Wednesday, December 2, 2015

The 8 New Rules of Trade Show Engagement

We at IIR know first-hand that conferences have changed. And, it’s time to update your approach to planning them. You’ve probably been in more than one meeting to brainstorm new ways to drive traffic to your booth and increase ROI at events. Your to do list needs a major update and it can be hard to figure out where to start and what to add.

To make it easier, we’ve put together our own list of the top 8 things you need to be doing to set yourself up for success.


1.       Reverse engineer your strategy for every event to reflect specific goals. Every conference is different, but the goals and strategy for each often end up being extremely similar. To really get the most out of ever y event and achieve optimal ROI, you have to tailor your goals and strategy accordingly.
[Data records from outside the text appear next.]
PR #1934, opened 2018-06-01
Add activity indicator to avatar

### LINKED ISSUE #1684: Add activity green bullet indicator
Add activity indicator with a green bullet on bottom right of the avatar in profile page like this:
image
Show the green bullet when one of these account parameter update is less than 5min ago:
- `last_owner_update`
- `last_account_update`
- `last_vote_time`
- `last_account_recovery`
- `last_post`
- `last_root_post`

gregory-latinier:
Fixes #1684 

### Changes

A global properties reducer was added because I need the time of the blockchain as a reference point for date comparison.
The UserHero class was transformed from Stateless to Component in order to load the global properties
The AvatarLightbox was updated to display the activity bullet

### TODO on another PR
Refactor the wallet so that the global properties this component uses are moved to global properties reducer

### Test plan

Update your profile and reload the page. The bullet is displayed.

### Demo (optional)

Before update

image

Profile updated

image

5 min later

image


src/client/user/UserHero.js
```diff
@@ -29,64 +40,91 @@ class UserMenuWrapper extends React.Component {
...
-        )}
-      />
-      <Route render={() => (authenticated ? <Hero /> : <div />)} />
-    </Switch>
-  </div>
-);
+// eslint-disable-next-line react/no-multi-comp
+@connect(
+  state => ({
+    time: getGlobalPropertiesTime(state),
```
bonustrack: Why you are requesting the blockchain to know the time? It feel like adding a lot of complexity for nothing, cuz we have the time without it.

gregory-latinier: Last action must be base on blockchain time otherwise it won't work. For instance I got a 2 hours difference between my computer and the blockchain so if I use `new Date()` only the activity is already 2 hours old and the activity indicator never shows

src/client/components/UserHeader.less
```diff
@@ -69,6 +69,18 @@
...
+    position: relative;
+  }
+  &--active {
+    position: absolute;
+    left: 75px;
+    bottom: 0;
+    width: 25px;
+    height: 25px;
+    border-radius: 50%;
+    background: #a8f460;
```
bonustrack: We have a var set for the green color `@green` can you use it instead?

gregory-latinier: The variable `@green` is not the same color of the screenshot you provided. Is that normal / OK ?

bonustrack: Yes it's fine @gregory-latinier i've used a random color in the screenshot.

src/client/components/UserHeader.js
```diff
@@ -23,14 +23,15 @@ const UserHeader = ({
...
+  isActive,
 }) => {
   const style = hasCover
     ? { backgroundImage: `url("https://steemitimages.com/2048x512/${coverImage}")` }
     : {};
   return (
     <div className={classNames('UserHeader', { 'UserHeader--cover': hasCover })} style={style}>
       <div className="UserHeader__container">
-        <AvatarLightbox username={handle} size={100} />
+        <AvatarLightbox username={handle} size={100} active={isActive()} />
```
Sekhmet: Is there a reason for isActive being function instead of bool?

src/client/user/UserHero.js
```diff
@@ -58,6 +66,16 @@ const UserHero = ({
                 hasCover={hasCover}
                 isFollowing={isFollowing}
                 onTransferClick={onTransferClick}
+                isActive={() =>
```
Sekhmet: Quite a lot of code there. It probably could be extracted to variable (if using boolean is possible) or method.

src/client/components/UserHeader.js
```diff
@@ -123,6 +124,7 @@ UserHeader.propTypes = {
   hasCover: PropTypes.bool,
   isFollowing: PropTypes.bool,
   onTransferClick: PropTypes.func,
+  isActive: PropTypes.bool.isRequired,
```
Sekhmet: We have two different styles of naming booleans in our codebase (mostly because of some legacy code and lack of consensus on that). Now it looks weird to have `active` and `isActive` represent the same thing. I think we should pick one version for booleans and use it from now on, and update old code as well. Not sure which one we should prefer.

@gregory-latinier @jm90m 

nit: usually we have required props first, then optional props.

gregory-latinier: I'm used to write `isActive` and `setActive` from my past java coder life.

"Using the is prefix solves a common problem of choosing bad boolean names like status or flag. isStatus or isFlag simply doesn't fit,"

bonustrack: Should be fine with if we include the prefix "is". isFlag could be isFlagged, isStatus does not make sense i think we would need to change naming, "status" does not feel like a boolean to me.

gregory-latinier: it's the purpose of using `is` `flag` and `status` aren't good boolean name because `isStatus` doesn't make sense

Sekhmet: Let's try to use `isActive` or `hasChildren`, to avoid confusion with DOM attributes (which are single word). We would use this naming for all boolean variables (not only props) for consistency.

Begin by asking yourself, your team, and your management, “What defines a successful event?” Qualify those responses and get as specific as possible for individual events: How much revenue and over what period of time? Any leads or only qualified leads? What kind of partnerships? Then, how will you measure this success – what tools, metrics, and projections will you use?
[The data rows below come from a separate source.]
PR #1960, opened 2018-06-11
Define the white domains list in an helper

### LINKED ISSUE #1931: Whitelist domains like steemit.com from exit page
Now when an user click on external link there will be an exit page to show up for him. There is some websites that doesn't require this exit page, we should create a whitelist for it in a json file. We can start to whitelist these domains:

```
steemit.com
steem.io
d.tube
dlive.io
utopian.io
coinmarketcap.com
youtube.com
```

gregory-latinier:
Extract the domain from url and redirect directly

Fixes #1931 

### Changes

Add a white domains list in an helper
Extract the domain from an url and redirect immediately if it's in the whitelist

### Test plan

Open the post https://busy.org/@utopian-io/people-of-utopian-4-knowledges and click on the utopian.io link => you're redirected immediately

Open the post https://busy.org/@kaleem345/be-smart-no-1-cares-about-your-effort-only-the-results-zg1hbmlh-w3z9r => you're on the exit page

### DIFF
--- a/src/client/statics/ExitPage.js
+++ b/src/client/statics/ExitPage.js
@@ -4,6 +4,7 @@ import 'url-search-params-polyfill';
 import { injectIntl, FormattedMessage } from 'react-intl';
 import ActionLink from '../components/Button/ActionLink';
 import ActionButton from '../components/Button/Action';
+import { whitelistDomains } from '../helpers/exitPageHelper';
 import './ExitPage.less';
 
 @injectIntl
@@ -12,6 +13,14 @@ export default class ExitPage extends React.Component {
     intl: PropTypes.shape().isRequired,
     location: PropTypes.shape().isRequired,
   };
+
+  componentWillMount() {
+    const url = decodeURIComponent(new URLSearchParams(location.search).get('url'));
+    const hostname = new URL(url).hostname;
+    if (whitelistDomains.includes(hostname.replace(/^[^.]+\./g, ''))) {
+      window.location = url;
+    }
+  }
 
   closeWindow = () => {
     if (typeof window !== 'undefined') {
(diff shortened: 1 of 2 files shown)


src/client/statics/ExitPage.js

2.       Use social media before the event to make more eye contact on the floor. Think about the last booth you manned. Standing out in front of the booth, smiling, sipping your morning coffee, eyes hurriedly scanning badges in an attempt to identify your prospects and pull them into the booth. By the time you identify a potential client using this method, they’ve already passed your booth and then you have to run after them.

To avoid this faux pas, identify your top prospects on the attendee list before the show. Then make use of LinkedIn and other social media outlets to learn what they look like. It’s a simple strategy to make eye contact and better engage with attendees.

3.       Test your elevator pitch. Repeatedly. With multiple people. Ensure you’re delivering a meaningful and unified message by sitting with your team, defining your talking points, and practicing.

Begin by looking at what’s being discussed in the content portions of the event to develop your talking points. This will give you an idea of what will be top of mind for attendees and what they will likely be interested in hearing from you. Also take into consideration any speaking opportunities your company is participating in.

4.       Create a well-thought out staffing schedule. No matter the size of the show, it’s important that you know who will be at the booth and when. As you’re rehearsing your pitch, make notes of the types of questions people ask – are the questions about client services, are they technical, about pricing, or requesting a demo?

Take these questions into consideration when creating your schedule, as you’ll want to ensure there’s always someone at your booth who knows the answers.